5. lichens can survive in habitats where neither can grow alone but they are susceptible

to air pollution

6. some lichen are important in soil formation and as part of food chain

E. Parasitic fungi harm plants and animals (Fig. 16.22)

1. 100k known species; .33 parasitic, .33 mutualistic as mycchorizae and lichen, .33

decomposers

2. parasitic fungi - plant pests, esp. nonnative parasites - e.g. dutch elm disease, corn smut,

armillarea in forest trees

3. some fungi cause disease in humans - some serious, like yeast infection of lung, which can be

fatal; we also have fungi that hang around moist, warm places, like our sweaty feet and

lockerrooms - not to mentions the absolute pests that cause jock itch for the boys and vaginal

yeast infections in the girls of our species

F. Fungi also very important (fig. 16.23)

1. decomposers

2. food - mushrooms

3. yeast used in making many of our foods

4. commercial sources for antibiotics - Penicilliium(Fig 16.24)

5. evidence that fungi evolved from the same lineage as animals

Web Resources

As you are surfing the web later on today, pop these web addresses into your browser for some extra scoop on alternation of generations.

- life cycle of the angiosperm (flowering plant)

- alternation of generations in mosses

- plant reproduction

- Hundreds of botanical images put together by University of Wisconsin Botany Department. Many of meiosis, mitosis, plant life cycles.
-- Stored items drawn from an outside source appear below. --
PR #4, opened 2022-07-06
Abandonment proposal

SWvheerden:
Description
---
This updates the contract abandonment process to the current to-be-implemented code.


brianp (commented):
This makes sense to me. It's giving a name to an observable state. It doesn't functionally change _much_ but helps with discussions and creates clearer stages in the cycle.

SWvheerden:
The only reason for adding `chain monitoring for CC proposals` is to stop a case where you have backup keys and CC trying to both take control of an asset at the same time. 

And this is more in line with making sure there are no gaps in the security model anywhere. If I have learned anything from all the attacks and hacks from Eth/Solana etc, is that if there is a possible gap, it's a matter of time until someone takes advantage of it and exploits it.

CjS77 (approved):
We can merge this to be part of the historical record.

PR #8, opened 2022-07-18
Submarine swaps

SWvheerden:
Discussion of how submarine swaps can work the second layer


CjS77 (approved):
Can merge this into proposal as is, and further discussions can be made via additional PRs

ch 16 Homework Questions/Lesson Objectives

  1. Explain importance of micorrhizae to plant health.
  2. Compare structure of multicellular algae and plants. Explain how plants are adapted to life on land.
  3. Explain how the first terrestrial plants evolved. Describe the structure of Cooksonia.
  4. Distinguish between bryophytes, seedless vascular plants, gymnosperms and angiosperms.
  5. Describe the 4 key adaptations for life on land that evolved the plants.
  6. Describe alternations of generations life cycle. Explain why this cycle seems to have evolved separately in different groups of plants.
  7. Describe key events of moss and fern life cycles.
  8. Explain how coal formed.
  9. Describe the conditions in which gymnosperms became dominant.
  10. Describe the stages of the pine tree life cycle.
  11. Describe parts of a flower and list their functions.
  12. Describe stages of the angiosperm life cycle
  13. Describe examples of adaptations that promote seed dispersal.
  14. Explain how flowers attract pollinators.
  15. Describe various roles of fungi in natural systems, and how mutualism with plants allowed colonization of land.
  16. Describe main traits of fungi.
  17. Describe the most common life cycle of fungi.
  18. Describe structure and characteristic of lichen
  19. Explain how parasitic fungi harm plants and animals.